The hydrochloric acid dissolved ore pulp with the adjusted pH is sent into a solution boiling tank, the boiling time is controlled to be 1h, then the solution is sent into a solution aging tank (according to specific conditions, the solution can also be aged in the boiling tank), and the aging time is controlled to be 8-12h, so that the rare earth elements in the alkali cake are ensured to enter a liquid phase, and other elements such as uranium, thorium, iron, zirconium, aluminum, silicon and the like are fully hydrolyzed to form insoluble substances (solution slag). And (4) sending the aged optimal solution slurry to an optimal solution slag pulping tank, and sequentially sending the optimal solution slurry to a plate and frame filter for solid-liquid separation according to the filtration batch.
Transferring the filtrate into an excellent solution clear liquid tank, sending the filtrate into a removing and placing reactor according to a removing and placing reaction batch, adding a prepared barium chloride and sodium sulfide solution into the removing and placing reactor for removing and placing reaction, and removing trace radium in the solution by virtue of the carrying band sedimentation effect of barium sulfate; and feeding the slurry after the discharging reaction into a discharging aging tank for aging reaction, and further strengthening the discharging reaction and precipitation effect. Feeding the material after the discharging and aging into a plate-and-frame filter for solid-liquid separation, removing the discharged slag from the filter residue which is rare earth chloride, and sealing and storing; the filtrate is a rare earth chloride solution, and is sequentially sent into rare earth chloride concentration crystallization equipment (complete equipment) and an automatic weighing and packaging unit to prepare a rare earth chloride product meeting GB/T4148-.

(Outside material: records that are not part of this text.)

Issue #3208, opened 2021-04-21
Ad blocker warning message is inconsistent in different locations


Pratheep-lab:
It says " _Ad blocker detected, you need to disable it in order to set up AdSense_."

However, the AdSense setup has already been done and I can see that AdSense is working properly. 

Maybe the message should say "Ad blocker detected, you need to disable it in order for AdSense to work properly."

## Steps to reproduce

1. Setup AdSense on Site Kit without any Ad Blockers
2. Enable an adblocker. In this instance, I used https://adblockplus.org/
3. Open the AdSense details page. 
4. You can see the above error. Also seen on the AdSense module on the dashboard.

## Screenshots

![image](https://user-images.githubusercontent.com/81642523/115597990-d1ffd100-a2d1-11eb-895d-8cf6fddc9bb7.png)

---------------

_Do not alter or remove anything below. The following sections will be managed by moderators only._

## Acceptance criteria

* The ad blocker warning should be consistent in all locations under the same conditions. Currently the locations are as follows:
	* Setup CTA (from SK success notification on main dashboard)
	* Setup module (on _Connect More Services_ tab of settings) 
	* AdSense settings view (when setup is incomplete)
	* AdSense setup
	* Dashboard summary widget
	* Dashboard top earning pages widget (only shown when Analytics is also activated and linked with the connected AdSense account)
	* **The module page will be covered separately in #4178**
* A new `getAdBlockerWarningMessage` selector should be added to the AdSense datastore to be used in both places
* The logic in the `AdBlockerWarning` component for [determining which message to use](https://github.com/google/site-kit-wp/blob/f54254f2bf2e71d6660c4f5f3510c89027a048bd/assets/js/modules/adsense/components/common/AdBlockerWarning.js#L56) should be simplified to come from the new `getAdBlockerWarningMessage` selector rather than using its own logic based on site and account setup completion.

## Implementation Brief

Inside `assets/js/modules/adsense/datastore/adblocker.js`
- Add a new selector, `getAdBlockerWarningMessage` with the following logic:
  - if there is no ad blocker, return `null`
  - if the AdSense module is connected and there is an ad blocker, return '_Ad blocker detected, you need to disable it to get the AdSense latest data_.'
  - if the AdSense module is not connected and there is an ad blocker, return '_Ad blocker detected, you need to disable it in order to set up AdSense_.' 
  - Make sure to use i18n for the messages, i.e. 
[...]

PR #4065, opened 2021-09-16
Fix Ad Blocker Warning Message based on modules connected state.

kuasha420:
## Summary

Addresses issue #3208

## Checklist

### DIFF
--- a/assets/js/modules/adsense/datastore/adblocker.js
+++ b/assets/js/modules/adsense/datastore/adblocker.js
@@ -147,7 +147,9 @@ export const selectors = {
 	 * @since n.e.x.t
 	 *
 	 * @param {Object} state Data store's state.
-	 * @return {string|null} The error message or null if ad blocker isn't detected.
+	 * @return {(string|null|undefined)} The error message string if an ad blocker is active,
+	 *                                   `null` if an ad blocker isn't detected,
+	 *                                   `undefined` if ad blocker detection has not completed yet.
 	 */
 	getAdBlockerWarningMessage: Data.createRegistrySelector(
 		( select ) => () => {
--- a/assets/js/modules/adsense/datastore/adblocker.js
+++ b/assets/js/modules/adsense/datastore/adblocker.js
@@ -17,6 +17,11 @@
  */
 
 /**
+ * WordPress dependencies
+ */
+import { __ } from '@wordpress/i18n';
+
+/**
  * External dependencies
  */
 import invariant from 'invariant';
@@ -27,6 +32,7 @@ import { detectAnyAdblocker } from 'just-detect-adblock';
  */
 import Data from 'googlesitekit-data';
 import { MODULES_ADSENSE } from './constants';
+import { CORE_MODULES } from '../../../googlesitekit/modules/datastore/constants';
 
 // Actions
 const CHECK_ADBLOCKER = 'CHECK_ADBLOCKER';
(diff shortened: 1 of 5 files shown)


assets/js/modules/adsense/index.js
```diff
@@ -75,20 +75,17 @@ export const registerModule = ( modules ) => {
 			__( 'AdSense insights through Site Kit', 'google-site-kit' ),
 		],
 		checkRequirements: async ( registry ) => {
-			const adBlockerActive = await registry
+			const adBlockerActiveMsg = await registry
```
tofumatt, line 78: Let's not use abbreviations for variable names like "msg". We can afford the bytes to write `adBlockerActiveMessage` instead 😉 

```js
			const adBlockerActiveMsg = await registry
```

tofumatt: Alternatively: `message` is fine and then you can use it in the object return below 🙂

assets/js/modules/adsense/datastore/adblocker.js
```diff
@@ -134,6 +140,46 @@ export const selectors = {
...
+				return null;
+			}
+
+			const isModuleConnected = select( CORE_MODULES ).isModuleConnected(
+				'adsense'
+			);
+
+			if ( isModuleConnected ) {
+				return __(
+					'Ad blocker detected, you need to disable it to get the AdSense latest data.',
```
tofumatt, line 172: I know this string was originally written this way, but it's awkward. Let's take this opportunity to improve it, because "AdSense latest data" is not very clearly written:

```suggestion
					'Ad blocker detected, you need to disable it to get the latest AdSense data.',
```

assets/js/modules/adsense/datastore/adblocker.js
```diff
@@ -134,6 +140,46 @@ export const selectors = {
...
+					'google-site-kit'
+				);
+			}
+
+			return __(
+				'Ad blocker detected, you need to disable it in order to set up AdSense.',
```
tofumatt, line 178: This string can be clearer too:

```suggestion
				'Ad blocker detected, you need to disable it to set up AdSense.',
```

assets/js/modules/adsense/index.js
```diff
@@ -75,20 +75,17 @@ export const registerModule = ( modules ) => {
...
 				.__experimentalResolveSelect( MODULES_ADSENSE )
-				.isAdBlockerActive();
+				.getAdBlockerWarningMessage();
```
tofumatt, line 80: This is the reason VRT and E2E tests were failing; `resolveSelect` will return a value after the selector's resolver has completed, but because the IB suggested changing the selector used, this returns immediately because `getAdBlockerWarningMessage` doesn't _have_ an associated selector.

There are two options here:

1. continue using `isAdBlockerActive` here but getting the message later on if `isAdBlockerActive`  is true
2. add a (redundant) resolver to `getAdBlockerWarningMessage`

I added a commit that does the former. It's not 100% in line with the IB but still fulfills the ACs and behaves as-intended.

tofumatt (changes requested):
This needs some changes because it doesn't actually behave as-intended—see the issue I mentioned with the `resolveSelect` not working anymore. The E2E and Visual Regression tests are failing as a result.

I'll add a commit that should fix it though.

tofumatt:
@googlebot I consent.

tofumatt (approved):
The rest of this works for me; I think there are a few string changes we should make but I'll leave it for the reviewer to confirm.

I'm moving this to merge review to get another look at the approach though.

aaemnnosttv:
@googlebot I consent.

aaemnnosttv:
I pushed one commit to fix a doc block but otherwise this LGTM 👍

I like the changes to the wording as well but I'll leave this for @felixarntz to sign off on.

felixarntz (approved):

And (3) feeding the filter cake into an excellent-solubility slag pulping tank, adding washing water and acidified water of a full-solubility slag plate frame for size mixing, and feeding into a hydrochloric acid full-solubility process.
The main reaction of the preferential dissolving process of the hydrochloric acid is as follows:
RE(OH)3+3HCl=RECl3+3H2O…………………………………(1)
Th(OH)4+4HCl=ThCl4+4H2O…………………………………(2)
Fe(OH)3+3HCl=FeCl3+4H2O…………………………………(3)
in the hydrochloric acid dissolution process, Na2U2O7Is also decomposed by hydrochloric acid, with U4+And UO2 2+The form exists in solution.
It can be seen from the above figure that the key point of the invention is to use six consecutive dissolving tanks, add excessive hydrochloric acid into the first-stage tank body to fully dissolve the alkali cake, then add alkali cake slurry into the third-stage dissolving tank to reversely adjust, raise the pH to the pH of the sixth-stage dissolving tank to 4.5, make all rare earth elements dissolve in the liquid phase, and make other elements enter the solid phase (bottom slurry), thus achieving the purpose of recovering rare earth elements.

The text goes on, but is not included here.